■ Provided records:
_ _ _ _

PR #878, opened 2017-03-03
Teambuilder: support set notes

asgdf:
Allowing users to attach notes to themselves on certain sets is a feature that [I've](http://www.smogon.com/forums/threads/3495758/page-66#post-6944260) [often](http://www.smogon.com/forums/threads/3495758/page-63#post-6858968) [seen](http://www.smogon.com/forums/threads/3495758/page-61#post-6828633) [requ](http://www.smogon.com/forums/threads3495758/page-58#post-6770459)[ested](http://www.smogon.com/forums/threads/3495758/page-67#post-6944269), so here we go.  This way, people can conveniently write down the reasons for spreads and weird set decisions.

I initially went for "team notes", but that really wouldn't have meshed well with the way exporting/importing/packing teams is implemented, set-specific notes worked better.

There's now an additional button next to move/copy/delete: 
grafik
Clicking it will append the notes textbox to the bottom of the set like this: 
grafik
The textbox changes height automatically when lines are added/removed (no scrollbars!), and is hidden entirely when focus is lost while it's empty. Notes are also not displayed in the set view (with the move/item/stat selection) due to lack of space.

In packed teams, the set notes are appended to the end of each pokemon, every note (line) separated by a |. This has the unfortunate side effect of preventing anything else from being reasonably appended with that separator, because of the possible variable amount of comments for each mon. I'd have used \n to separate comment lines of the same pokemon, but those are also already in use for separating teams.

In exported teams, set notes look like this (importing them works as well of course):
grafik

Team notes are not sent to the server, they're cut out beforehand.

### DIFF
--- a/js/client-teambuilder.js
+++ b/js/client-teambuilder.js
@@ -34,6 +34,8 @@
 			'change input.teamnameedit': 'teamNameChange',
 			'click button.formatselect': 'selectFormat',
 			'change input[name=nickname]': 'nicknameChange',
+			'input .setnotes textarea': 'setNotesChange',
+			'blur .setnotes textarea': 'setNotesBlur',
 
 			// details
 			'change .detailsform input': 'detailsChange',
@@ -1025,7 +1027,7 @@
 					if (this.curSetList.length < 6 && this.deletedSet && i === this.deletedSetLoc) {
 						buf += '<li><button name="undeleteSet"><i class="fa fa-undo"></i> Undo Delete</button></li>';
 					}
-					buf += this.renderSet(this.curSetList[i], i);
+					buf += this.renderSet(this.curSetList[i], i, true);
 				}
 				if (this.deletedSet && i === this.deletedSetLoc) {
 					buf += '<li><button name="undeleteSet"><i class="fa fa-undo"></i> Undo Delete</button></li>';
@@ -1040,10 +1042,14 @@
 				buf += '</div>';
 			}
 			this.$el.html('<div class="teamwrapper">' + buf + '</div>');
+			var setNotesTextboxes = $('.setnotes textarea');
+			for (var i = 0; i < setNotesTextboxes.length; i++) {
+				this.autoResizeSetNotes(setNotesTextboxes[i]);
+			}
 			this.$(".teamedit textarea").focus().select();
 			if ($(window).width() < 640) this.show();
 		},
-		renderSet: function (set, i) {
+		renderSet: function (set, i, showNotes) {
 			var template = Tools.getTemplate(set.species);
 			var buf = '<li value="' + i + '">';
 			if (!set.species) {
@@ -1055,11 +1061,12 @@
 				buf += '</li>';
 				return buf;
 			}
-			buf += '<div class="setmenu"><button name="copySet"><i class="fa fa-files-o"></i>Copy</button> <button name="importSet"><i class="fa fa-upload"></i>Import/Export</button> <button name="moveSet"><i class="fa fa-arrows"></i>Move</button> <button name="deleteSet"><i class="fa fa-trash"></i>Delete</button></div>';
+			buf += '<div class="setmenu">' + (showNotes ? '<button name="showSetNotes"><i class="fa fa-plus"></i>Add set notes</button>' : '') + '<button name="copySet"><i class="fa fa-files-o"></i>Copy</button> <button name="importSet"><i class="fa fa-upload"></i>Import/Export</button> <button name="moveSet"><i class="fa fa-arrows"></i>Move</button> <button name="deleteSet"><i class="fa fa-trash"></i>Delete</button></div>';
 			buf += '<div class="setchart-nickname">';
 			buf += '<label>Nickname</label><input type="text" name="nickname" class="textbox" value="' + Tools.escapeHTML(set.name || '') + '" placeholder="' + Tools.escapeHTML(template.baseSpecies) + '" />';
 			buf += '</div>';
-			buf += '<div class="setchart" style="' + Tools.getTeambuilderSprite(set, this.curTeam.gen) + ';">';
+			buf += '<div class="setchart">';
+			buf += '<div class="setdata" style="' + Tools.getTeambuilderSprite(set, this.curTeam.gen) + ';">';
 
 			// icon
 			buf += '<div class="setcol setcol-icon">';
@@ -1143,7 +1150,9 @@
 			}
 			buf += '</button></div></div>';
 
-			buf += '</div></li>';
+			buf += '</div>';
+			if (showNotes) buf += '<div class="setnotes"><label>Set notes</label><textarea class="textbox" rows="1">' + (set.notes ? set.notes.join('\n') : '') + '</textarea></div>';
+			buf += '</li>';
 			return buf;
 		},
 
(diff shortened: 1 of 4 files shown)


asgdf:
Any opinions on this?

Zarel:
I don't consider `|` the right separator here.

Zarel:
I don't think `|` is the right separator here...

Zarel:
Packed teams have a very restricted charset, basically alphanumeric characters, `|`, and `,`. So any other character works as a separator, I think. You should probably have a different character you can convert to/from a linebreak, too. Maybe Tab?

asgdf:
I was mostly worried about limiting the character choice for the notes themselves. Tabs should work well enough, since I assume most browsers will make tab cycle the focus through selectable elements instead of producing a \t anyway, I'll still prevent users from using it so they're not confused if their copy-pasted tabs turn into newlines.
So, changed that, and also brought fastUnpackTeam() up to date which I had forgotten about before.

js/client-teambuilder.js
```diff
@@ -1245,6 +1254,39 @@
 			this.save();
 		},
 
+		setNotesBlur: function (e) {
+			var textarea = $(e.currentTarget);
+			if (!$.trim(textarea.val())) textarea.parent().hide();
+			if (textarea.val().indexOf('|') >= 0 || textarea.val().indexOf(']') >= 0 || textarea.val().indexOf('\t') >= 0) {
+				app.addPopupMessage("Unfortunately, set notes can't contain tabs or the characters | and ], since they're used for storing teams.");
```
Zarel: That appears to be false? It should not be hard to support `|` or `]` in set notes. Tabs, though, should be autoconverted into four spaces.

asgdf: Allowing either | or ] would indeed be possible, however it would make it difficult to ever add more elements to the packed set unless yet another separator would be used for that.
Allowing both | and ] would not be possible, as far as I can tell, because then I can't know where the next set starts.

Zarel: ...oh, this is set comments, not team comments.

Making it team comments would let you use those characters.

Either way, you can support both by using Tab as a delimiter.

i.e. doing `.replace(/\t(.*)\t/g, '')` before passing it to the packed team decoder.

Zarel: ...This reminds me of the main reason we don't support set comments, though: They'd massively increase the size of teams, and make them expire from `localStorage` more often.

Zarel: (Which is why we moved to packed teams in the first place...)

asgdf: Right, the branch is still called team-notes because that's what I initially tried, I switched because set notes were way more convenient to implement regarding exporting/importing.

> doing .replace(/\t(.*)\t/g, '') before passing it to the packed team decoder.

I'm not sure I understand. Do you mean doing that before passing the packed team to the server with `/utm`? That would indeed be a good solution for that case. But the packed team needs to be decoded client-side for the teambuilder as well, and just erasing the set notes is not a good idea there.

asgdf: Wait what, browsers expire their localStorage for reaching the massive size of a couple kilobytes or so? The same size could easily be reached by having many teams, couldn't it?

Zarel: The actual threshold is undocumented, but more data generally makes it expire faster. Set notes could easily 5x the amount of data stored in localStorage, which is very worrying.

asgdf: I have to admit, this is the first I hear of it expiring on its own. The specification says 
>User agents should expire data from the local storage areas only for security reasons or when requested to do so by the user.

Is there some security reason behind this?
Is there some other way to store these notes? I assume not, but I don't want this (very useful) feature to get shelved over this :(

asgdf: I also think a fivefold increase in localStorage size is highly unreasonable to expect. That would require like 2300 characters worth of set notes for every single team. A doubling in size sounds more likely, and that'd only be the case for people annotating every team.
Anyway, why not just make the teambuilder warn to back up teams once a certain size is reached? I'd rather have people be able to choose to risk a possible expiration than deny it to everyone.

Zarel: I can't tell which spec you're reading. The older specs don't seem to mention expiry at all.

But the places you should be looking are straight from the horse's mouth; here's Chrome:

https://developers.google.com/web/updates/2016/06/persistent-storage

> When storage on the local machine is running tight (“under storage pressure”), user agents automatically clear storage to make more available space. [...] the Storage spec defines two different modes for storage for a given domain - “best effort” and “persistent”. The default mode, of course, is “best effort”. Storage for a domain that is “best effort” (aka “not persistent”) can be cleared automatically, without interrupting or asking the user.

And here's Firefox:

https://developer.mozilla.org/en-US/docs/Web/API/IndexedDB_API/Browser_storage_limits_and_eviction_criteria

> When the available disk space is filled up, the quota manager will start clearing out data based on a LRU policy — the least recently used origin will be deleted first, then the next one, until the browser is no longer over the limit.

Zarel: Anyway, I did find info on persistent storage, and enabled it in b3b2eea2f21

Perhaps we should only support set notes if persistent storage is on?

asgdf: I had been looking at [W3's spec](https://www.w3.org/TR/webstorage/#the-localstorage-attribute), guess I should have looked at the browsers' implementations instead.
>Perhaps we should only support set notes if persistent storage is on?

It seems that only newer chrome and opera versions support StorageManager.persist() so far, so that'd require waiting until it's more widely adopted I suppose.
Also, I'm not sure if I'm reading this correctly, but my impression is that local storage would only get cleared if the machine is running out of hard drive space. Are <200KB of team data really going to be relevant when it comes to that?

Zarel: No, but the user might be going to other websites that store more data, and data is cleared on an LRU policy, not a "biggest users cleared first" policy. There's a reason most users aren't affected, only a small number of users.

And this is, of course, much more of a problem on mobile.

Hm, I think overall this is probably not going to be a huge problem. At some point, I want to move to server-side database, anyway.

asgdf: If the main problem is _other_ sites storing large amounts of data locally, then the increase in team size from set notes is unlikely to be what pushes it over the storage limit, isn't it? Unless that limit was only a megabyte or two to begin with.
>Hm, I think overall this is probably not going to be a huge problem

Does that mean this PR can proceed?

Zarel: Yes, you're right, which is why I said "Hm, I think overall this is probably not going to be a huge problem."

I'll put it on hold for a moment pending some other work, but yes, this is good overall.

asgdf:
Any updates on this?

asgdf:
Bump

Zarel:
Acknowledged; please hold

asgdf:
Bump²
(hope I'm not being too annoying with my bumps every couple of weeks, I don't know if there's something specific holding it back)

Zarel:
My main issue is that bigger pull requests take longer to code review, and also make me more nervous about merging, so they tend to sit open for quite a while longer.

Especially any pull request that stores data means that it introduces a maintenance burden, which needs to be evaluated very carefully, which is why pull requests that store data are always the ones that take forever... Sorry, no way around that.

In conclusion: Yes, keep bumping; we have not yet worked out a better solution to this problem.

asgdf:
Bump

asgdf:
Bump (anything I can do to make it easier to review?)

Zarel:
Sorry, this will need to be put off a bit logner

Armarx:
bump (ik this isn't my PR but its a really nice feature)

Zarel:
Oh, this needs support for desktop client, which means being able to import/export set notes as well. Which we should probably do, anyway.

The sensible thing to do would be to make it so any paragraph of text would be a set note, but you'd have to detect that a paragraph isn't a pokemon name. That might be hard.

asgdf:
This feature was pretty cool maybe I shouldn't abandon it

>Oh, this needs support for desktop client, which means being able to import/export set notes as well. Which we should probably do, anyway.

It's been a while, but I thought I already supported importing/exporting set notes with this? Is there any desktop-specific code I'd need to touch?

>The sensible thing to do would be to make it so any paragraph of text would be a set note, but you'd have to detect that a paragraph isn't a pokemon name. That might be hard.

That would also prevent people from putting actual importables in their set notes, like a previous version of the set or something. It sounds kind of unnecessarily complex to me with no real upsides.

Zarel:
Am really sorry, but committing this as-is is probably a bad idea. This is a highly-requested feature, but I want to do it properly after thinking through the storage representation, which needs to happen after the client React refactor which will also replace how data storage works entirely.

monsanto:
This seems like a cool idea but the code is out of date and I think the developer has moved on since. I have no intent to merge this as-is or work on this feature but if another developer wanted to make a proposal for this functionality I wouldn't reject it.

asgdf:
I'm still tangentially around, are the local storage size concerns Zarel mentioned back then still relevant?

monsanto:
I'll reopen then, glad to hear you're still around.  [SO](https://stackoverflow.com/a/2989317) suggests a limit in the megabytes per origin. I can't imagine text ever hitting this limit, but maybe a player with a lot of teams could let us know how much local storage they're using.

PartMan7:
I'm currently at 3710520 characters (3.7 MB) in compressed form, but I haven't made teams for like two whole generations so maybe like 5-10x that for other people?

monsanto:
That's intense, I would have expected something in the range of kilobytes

_ _ _ _

■ Assigned task:
Copy all lines from the material that hold "Perhaps".

■ Written response:
Perhaps we should only support set notes if persistent storage is on?
>Perhaps we should only support set notes if persistent storage is on?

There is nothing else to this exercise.